Beautiful algorithms used in a compiler and a stack based virtual machine ~Part 3. How to compile global bindings~
This is the December 13th article for Wantedly 2021 Advent Calendar.
This is the third part of the series "Beautiful algorithms used in a compiler and a stack based virtual machine". In this series, I share algorithms, which I found interesting while implementing a compiler in Go by following two books, "Writing an interpreter in Go" and "Writing a compiler in Go" by Thorsten Ball. The specification of the Monkey language is explained in this page.

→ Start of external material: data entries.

PR #205, opened 2026-05-16
Extend nexus undo for narrative grace window + drop chunk_embeddings_0384d

pythagorakase:
## Summary

Discharges Part 2 of the Phase A out-of-scope queue:

1. **`nexus undo` now closes the grace-window loop in narrative mode.** Previously it only deleted the incubator row, leaving the parent chunk's `choice_object.selected` and `choice_text` populated — the chunk recorded a "selected" choice the user had effectively un-made. Now the parent's choice fields are reset atomically alongside the incubator deletion.
2. **Drops the vestigial `chunk_embeddings_0384d` table.** Relic of an abandoned BGE-Small fine-tune. No production code reads from or writes to it (`DIMENSION_TABLE_MAP` has not contained `384` for some time), and it was the only embedding-shard table missing `ON DELETE CASCADE` on its FK — a sharp edge that has surfaced in three separate features.
3. **Pre-existing CLI bug fix:** `run_undo` was dropping the API's `message` field on failures, so the closed-grace-window case (and any "nothing to undo" from wizard mode) showed `"Error: Unknown error"`. Now mapped to `error` so users see the actual reason.

## Lifecycle context

The user-stated design: when chunk M sits in the incubator, M-1 is the mutable parent — committed but not yet ironman. The lifecycle places M-1 at `state=FINALIZED` with `embedding_generated_at IS NULL` (per memory: `accept_chunk(N)` finalizes N and fires embedding on N-1, so M-1's embedding only fires when chunk M is accepted).

The new `revert_pending_choice` enforces this invariant: it refuses to operate on an embedded chunk because mutating `raw_text` would invalidate the embedding's source text. If we ever hit that case, the design has drifted and should be surfaced rather than silently corrupting state.

## What changed

- `nexus/api/chunk_workflow.py`: New `revert_pending_choice(parent_chunk_id)` method. Single-transaction reset of `choice_text → NULL`, `choice_object.selected → JSON null` (preserves `presented`), `raw_text → storyteller_text`. Refuses on already-embedded chunks.
- `nexus/api/slot_endpoints.py`: `slot_undo_endpoint` narrative branch captures `parent_chunk_id` from the incubator row before deletion, then calls `revert_pending_choice` on it. Skipped for `parent_chunk_id == 0` (bootstrap chunk has no preceding choice).
- `nexus/cli.py`: `run_undo` surfaces failure messages via `error` field so they reach the user.
- `migrations/020_drop_chunk_embeddings_0384d.sql`: `DROP TABLE IF EXISTS chunk_embeddings_0384d;` (idempotent, applied to save_05 + NEXUS_template + save_02; saves 03/04 had pre-existing 018 drift unrelated to this PR).

## Test plan

- [x] **Open grace window**: With chunk 3 in incubator + chunk 2 carrying a selected choice (raw_text=7281, choice_text=86, selected=1), `nexus undo --slot 5` deletes incubator and resets chunk 2 (raw_text=7193 == storyteller_text exactly, choice_text NULL, selected null). CLI prints "Deleted pending content and reverted choice on chunk 2".
- [x] **Closed grace window**: Re-running `nexus undo --slot 5` against the now-empty incubator surfaces "Cannot undo: no live turn. The last response is already committed (the parent chunk is ironman / embedded)."
- [x] **Migration 020**: `chunk_embeddings_0384d` confirmed absent from save_05 and NEXUS_template. Migration is idempotent (`DROP TABLE IF EXISTS`).
- [x] All modified modules import clean.

## Out of scope (queued)

- Async-ifying the embedding subprocess (existing TODO at `chunk_workflow.py:388`).
- Reconciling the user's "FINALIZED and EMBEDDED are redundant" preference with the runtime usage at `chunk_workflow.py:244` — small follow-up.

### DIFF
--- a/migrations/020_drop_chunk_embeddings_0384d.sql
+++ b/migrations/020_drop_chunk_embeddings_0384d.sql
@@ -1,0 +1,17 @@
+-- 020_drop_chunk_embeddings_0384d.sql
+--
+-- Drop the vestigial 384-dimension embedding table. It is a relic of an
+-- abandoned BGE-Small fine-tune attempt; no production code reads from or
+-- writes to it. nexus.agents.memnon.utils.embedding_tables.DIMENSION_TABLE_MAP
+-- has not contained a 384 entry for some time. The table is also missing
+-- ON DELETE CASCADE on its FK to narrative_chunks(id) — the only such gap
+-- among the dimension-sharded tables — which would matter if any future
+-- feature ever deletes from narrative_chunks.
+--
+-- Discharges a recurring sharp edge that has surfaced in three separate
+-- features (issue #175 single-model consolidation, narrative undo design,
+-- and PR review of the embedding-pipeline overhaul).
+--
+-- Idempotent via DROP TABLE IF EXISTS — safe to re-run.
+
+DROP TABLE IF EXISTS chunk_embeddings_0384d;
--- a/nexus/api/chunk_workflow.py
+++ b/nexus/api/chunk_workflow.py
@@ -394,6 +394,72 @@ class ChunkWorkflow:
                     new_generation_triggered=True,
                 )
 
+    def revert_pending_choice(self, parent_chunk_id: int) -> None:
+        """
+        Reset the parent chunk's choice fields after the user undoes a pending turn.
+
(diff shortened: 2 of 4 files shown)


pythagorakase:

In this post, I will focus on how global bindings, which means defining and resolving variables in the global scope, are compiled and executed in Monkey. This is picked up in the fifth chapter of a book "Writing a compiler in Go". I recommend that you read part 1 of this series, which introduces the whole set of steps the compiler and the VM in Monkey take to execute the source code. The tokenizing step and the parsing step are not explained in this post.
- Part 1. Design of the Monkey compiler
- Part 2. How the Pratt parser in the Monkey compiler works
- Part 3. How to compile global bindings (this post)
- Part 4. How to compile functions
- Part 5. What Monkey does not have, but Java has
This post consists of three sections. In the first section, I wil introduce the strategy used by the compiler and the VM in Monkey to handle global bindings. In the second section, I will show the interfaces of the compiler and the VM. In the final section, I will work on the implementation of them.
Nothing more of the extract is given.